Soudain, Jacqueline aperçut son image dans la glace d’un distributeur automatique : cette blonde exquise dont les yeux gris brillaient comme deux gouttes d’eau claire, dont les lèvres s’entr’ouvraient spirituellement sous un petit nez de Célimène ; cette blonde-là était de celles qui triomphent, et qui peuvent affronter l’absence sans redouter l’oubli. D’ailleurs, pour quelle raison Hans l’eût-il abusée ? À quel propos eût-il joué la comédie de l’amour ?

Schwartzmann répétait :

— Vous n’avez donc pas confiance en votre ami ?

Alors, lançant un dernier regard à son image victorieuse, Jacqueline déclara — avec une fermeté orgueilleuse :

— Partez… J’ai confiance en moi !

Le train s’ébranla lentement.

— Au revoir !… Bon voyage.

René et Jacqueline, serrés l’un contre l’autre, adressaient leurs adieux à Hans, dont la figure souriante se penchait à la portière.

— Au revoir… À l’année prochaine ! disait Schwartzmann.

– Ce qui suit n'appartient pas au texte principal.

PR #14, opened 2020-11-26
TH2-1066. Implement "go to timestamp" input field, that accepts message, event, or timestamp.

VitalyMashanov:


src/components/util/TimestampInput.tsx
```diff
@@ -0,0 +1,116 @@
...
+			if (!message) {
+				return;
+			}
+			const timestamp = getTimestamp(message.timestamp);
+			setCurrentValue(formatTimestampValue(timestamp, DateTimeMask.DATE_TIME_MASK));
+		});
+	};
+
+	const getTimestampFromEventOrMessage = (eventIdOrMessageId: string) => {
+		eventHttpApi.getEvent(eventIdOrMessageId, undefined, { probe: true }).then(event => {
```
rzvdv, line 69: let use async await and we definitely need an AbortController for both requests

rzvdv (changes requested):

PR #17, opened 2020-11-27
TH2-1066. Implement "go to timestamp" input field, that accepts message, event, or timestamp.

VitalyMashanov:


src/components/util/TimestampInput.tsx
```diff
@@ -0,0 +1,154 @@
...
+
+	useOutsideClickListener(wrapperRef, outsideClickListener);
+
+	React.useEffect(() => {
+		const date = currentValue.split(' ')[0];
+		const eventAbortController = new AbortController();
+		const messageAbortController = new AbortController();
+
+		if (!focus && currentValue !== '' && !dateFormatPattern.test(date)) {
+			const event = getEvent(currentValue, eventAbortController.signal);
```
rzvdv, line 72: can we move all this logic into a function ? and delete getEvent/getMessage they don't seem to be useful

rzvdv (changes requested):

src/components/util/TimestampInput.tsx
```diff
@@ -0,0 +1,154 @@
...
+		<div className={wrapperClassName} ref={wrapperRef}>
+			<input {...inputProps} />
+			{datepicker && <button className={datepickerButtonClassName} onClick={toggleDatepicker} />}
+		</div>
+	);
+};
+
+TimestampInput.displayName = 'TimestampInput';
+
+export default TimestampInput;
```
rzvdv, line 154: This input isnt used anywhere. Add it to graph component as it on sketch

src/components/util/TimestampInput.tsx
```diff
@@ -0,0 +1,135 @@
...
+		placeholder = 'Go to ID or Timestamp',
+		style,
+		onSubmit,
+	} = props;
+
+	const [currentValue, setCurrentValue] = React.useState('');
+	const [currentTimestamp, setCurrentTimestamp] = React.useState(0);
+	const [showPicker, setShowPicker] = React.useState(false);
+
+	const ac = new AbortController();
```
rzvdv, line 64: This should be inside of useEffect. You can pass abort signal to setTimestampFromEventOrMessage as argument

If one requests succeeds i think it's not a big deal to leave it hanging. It's only important we cancel previous requests on value change.

src/styles/timestamp-input.scss
```diff
@@ -0,0 +1,49 @@
...
+ * See the License for the specific language governing permissions and
+ * limitations under the License.
+ ******************************************************************************/
+
+ @import './common/vars';
+
+.timestamp-input {
+	position: relative;
+  &__input {
+		width: 100%;
```
rzvdv, line 22: make inputs width as it on sketch

src/styles/timestamp-input.scss
```diff
@@ -0,0 +1,49 @@
...
+		border: 1px solid $timestampInputBorderColor;
+		border-radius: 4px;
+		font-size: 10px;
+		outline: none;
+		transition: box-shadow ease-in-out 320ms;
+		box-shadow: none;
+		&::placeholder {
+			font-style: italic;
+		}
+		&:focus {
```
rzvdv, line 34: i don't think we need that

rzvdv (changes requested):

src/styles/timestamp-input.scss
```diff
@@ -0,0 +1,49 @@
...
+ ******************************************************************************/
+
+ @import './common/vars';
+
+.timestamp-input {
+	position: relative;
+  &__input {
+		width: 100%;
+		box-sizing: border-box;
+		padding: 5px 9px;
```
rzvdv, line 24: padding right need to be more than 9px so text doesn't overlap button

rzvdv (approved):

PR #19, opened 2020-12-01
TH2-1108. Make pinned messages persistent by using local browser storage.

VitalyMashanov:
* raw solution


src/stores/SelectedStore.ts
```diff
@@ -74,10 +79,27 @@ export class SelectedStore {
 
 	@action
 	public toggleMessagePin = (message: EventMessage) => {
+		const stringPersistedPinnedMessages = localStorage.getItem('pinnedMessages');
 		if (this.pinnedMessages.findIndex(m => m.messageId === message.messageId) === -1) {
+			if (stringPersistedPinnedMessages) {
```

Il regardait le frère et la sœur qui semblaient s’éloigner de lui, emportés en arrière avec le quai, les voyageurs, le hall de la gare, grâce à l’effet d’optique du train en marche.

Il parut à Hans que c’était Paris tout entier qui se reculait ainsi, ramenant à soi ses maisons, ses habitants, ses biens, — tel le flot se retire à l’heure du reflux.

Tout à coup, changeant de physionomie, Hans Schwartzmann eut une expression de gaîté gouailleuse qui lui était inhabituelle ; et il cria moqueusement, en agitant sa main vers la masse indistincte des gens restés sur les quais de la gare :

— Adieu… adieu… Stock Franzos !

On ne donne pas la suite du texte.